_TASK PROMPT_
In the records below, take the line containing "Fix deps py" and reproduce it and every subsequent line exactly, adding nothing.

_RECORDED INFORMATION_
PR #932, opened 2015-05-04
Fix deps py

Tarrasch:
Ok, this PR actually doesn't work yet. There's some bug when registering tasks it seems. So it will complain like this:

    deps.py: error: unrecognized arguments: --upstream-task-family hello

I'll look into this more later.


Tarrasch:
God I hate python sometimes...

Anyway. The parameters work now, so please review. :)

Tarrasch:
@rantav @zenlucent feel free to review, otherwise I'll just merge.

_RESULT OF THIS TASK_
Fix deps py

Tarrasch:
Ok, this PR actually doesn't work yet. There's some bug when registering tasks it seems. So it will complain like this:

    deps.py: error: unrecognized arguments: --upstream-task-family hello

I'll look into this more later.


Tarrasch:
God I hate python sometimes...

Anyway. The parameters work now, so please review. :)

Tarrasch:
@rantav @zenlucent feel free to review, otherwise I'll just merge.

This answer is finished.